PR #673, opened 2018-01-17
Add Guice to pom.xml and remove all of its exclusions.

kkufova:
This PR should fix the failing tests in https://github.com/kiegroup/appformer/pull/126 caused by `java.lang.NoClassDefFoundError: com/google/inject/Module`.

The https://github.com/kiegroup/appformer/pull/126 PR changes the parent of AppFormer from `jboss-integration-platform-bom` to `kie-parent`.

Another linked PR: https://github.com/jboss-integration/jboss-integration-platform-bom/pull/414.

### DIFF
--- a/pom.xml
+++ b/pom.xml
@@ -128,6 +128,7 @@
     <version.com.google.gwt>2.8.2</version.com.google.gwt>
     <version.net.ltgt.gwt.maven>1.0-rc-6</version.net.ltgt.gwt.maven>
     <version.com.google.guava>20.0</version.com.google.guava>
+    <version.com.google.inject.guice>4.0</version.com.google.inject.guice>
     <!-- this version will overwrite jboss-ip-version 3.1.2. The version in jboss-ip-bom couldn't be upgraded as this version needs GWT 2.7.0 -->
     <!-- please look at https://github.com/fredsa/gwt-dnd/wiki/GettingStarted -->
     <version.com.allen-sauer.gwt.dnd>3.3.3</version.com.allen-sauer.gwt.dnd>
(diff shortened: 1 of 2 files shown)


kkufova:

kkufova:

manstis:
@kkufova IDK if it's at all related; but we've had problems with Plexus in a CDI environment before. See 
https://github.com/kiegroup/kie-soup/blob/master/kie-soup-maven-utils/kie-soup-maven-integration/src/main/java/org/appformer/maven/integration/DependentScopeModule.java

I also note we exclude guice from many places; so not sure adding it back is the right answer?

See https://github.com/kiegroup/appformer/blob/master/uberfire-m2repo-editor/uberfire-m2repo-editor-backend/pom.xml (and search for guice).

Do you know why ```com.google.inject.Module``` is needed?

manstis:
@kkufova BTW I'm not saying there may not be a legitimate reason to add it back; but think the proposal should be considered by a wider audience as it's impact could be further reaching than simply making the failing tests pass.

@mariofusco @porcelli @ederign Anybody recall what we do with Guice and any problems?

jomarko:
@manstis do you expect hidden problems even if the full downstream build pass? I mean like problems that appear in runtime?

manstis:
@jomarko IIRC yes. However if the "extended QE" test suite passes too; then we can probably _feel_ more confident. However I raised the alarm as I have a feeling it could cause problems. Others may feel otherwise and we can all move on.. and my credibility can take a step backwards ;-)

kkufova:
@manstis, Guice was excluded from `droolsjbpm-build-bootstrap` by Petr Siroky. I asked him why, and he replied that he does not really remember the reason and that it is possible that the reason is no longer valid and that I could try to add it back. `com.google.inject.Module` is needed because of these failures: 
`java.lang.NoClassDefFoundError: com/google/inject/Module` in https://github.com/kiegroup/appformer/pull/126.

porcelli:
we need @mbarkley to look into this

psiroky:
FWIW I am _not_ the original author of the exclusions. My name appears in the `git blame` only because I was shuffling things around. This may be the original commit (or one of them): https://github.com/kiegroup/droolsjbpm-build-bootstrap/commit/54e21bf745f3f0b9936bcefec0beacd6519f7839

AIM OF THE EXERCISE:
The full listing above needs to be retyped exactly.

THE ANSWER:
PR #673, opened 2018-01-17
Add Guice to pom.xml and remove all of its exclusions.

kkufova:
This PR should fix the failing tests in https://github.com/kiegroup/appformer/pull/126 caused by `java.lang.NoClassDefFoundError: com/google/inject/Module`.

The https://github.com/kiegroup/appformer/pull/126 PR changes the parent of AppFormer from `jboss-integration-platform-bom` to `kie-parent`.

Another linked PR: https://github.com/jboss-integration/jboss-integration-platform-bom/pull/414.

### DIFF
--- a/pom.xml
+++ b/pom.xml
@@ -128,6 +128,7 @@
     <version.com.google.gwt>2.8.2</version.com.google.gwt>
     <version.net.ltgt.gwt.maven>1.0-rc-6</version.net.ltgt.gwt.maven>
     <version.com.google.guava>20.0</version.com.google.guava>
+    <version.com.google.inject.guice>4.0</version.com.google.inject.guice>
     <!-- this version will overwrite jboss-ip-version 3.1.2. The version in jboss-ip-bom couldn't be upgraded as this version needs GWT 2.7.0 -->
     <!-- please look at https://github.com/fredsa/gwt-dnd/wiki/GettingStarted -->
     <version.com.allen-sauer.gwt.dnd>3.3.3</version.com.allen-sauer.gwt.dnd>
(diff shortened: 1 of 2 files shown)


kkufova:

kkufova:

manstis:
@kkufova IDK if it's at all related; but we've had problems with Plexus in a CDI environment before. See 
https://github.com/kiegroup/kie-soup/blob/master/kie-soup-maven-utils/kie-soup-maven-integration/src/main/java/org/appformer/maven/integration/DependentScopeModule.java

I also note we exclude guice from many places; so not sure adding it back is the right answer?

See https://github.com/kiegroup/appformer/blob/master/uberfire-m2repo-editor/uberfire-m2repo-editor-backend/pom.xml (and search for guice).

Do you know why ```com.google.inject.Module``` is needed?

manstis:
@kkufova BTW I'm not saying there may not be a legitimate reason to add it back; but think the proposal should be considered by a wider audience as it's impact could be further reaching than simply making the failing tests pass.

@mariofusco @porcelli @ederign Anybody recall what we do with Guice and any problems?

jomarko:
@manstis do you expect hidden problems even if the full downstream build pass? I mean like problems that appear in runtime?

manstis:
@jomarko IIRC yes. However if the "extended QE" test suite passes too; then we can probably _feel_ more confident. However I raised the alarm as I have a feeling it could cause problems. Others may feel otherwise and we can all move on.. and my credibility can take a step backwards ;-)

kkufova:
@manstis, Guice was excluded from `droolsjbpm-build-bootstrap` by Petr Siroky. I asked him why, and he replied that he does not really remember the reason and that it is possible that the reason is no longer valid and that I could try to add it back. `com.google.inject.Module` is needed because of these failures: 
`java.lang.NoClassDefFoundError: com/google/inject/Module` in https://github.com/kiegroup/appformer/pull/126.

porcelli:
we need @mbarkley to look into this

psiroky:
FWIW I am _not_ the original author of the exclusions. My name appears in the `git blame` only because I was shuffling things around. This may be the original commit (or one of them): https://github.com/kiegroup/droolsjbpm-build-bootstrap/commit/54e21bf745f3f0b9936bcefec0beacd6519f7839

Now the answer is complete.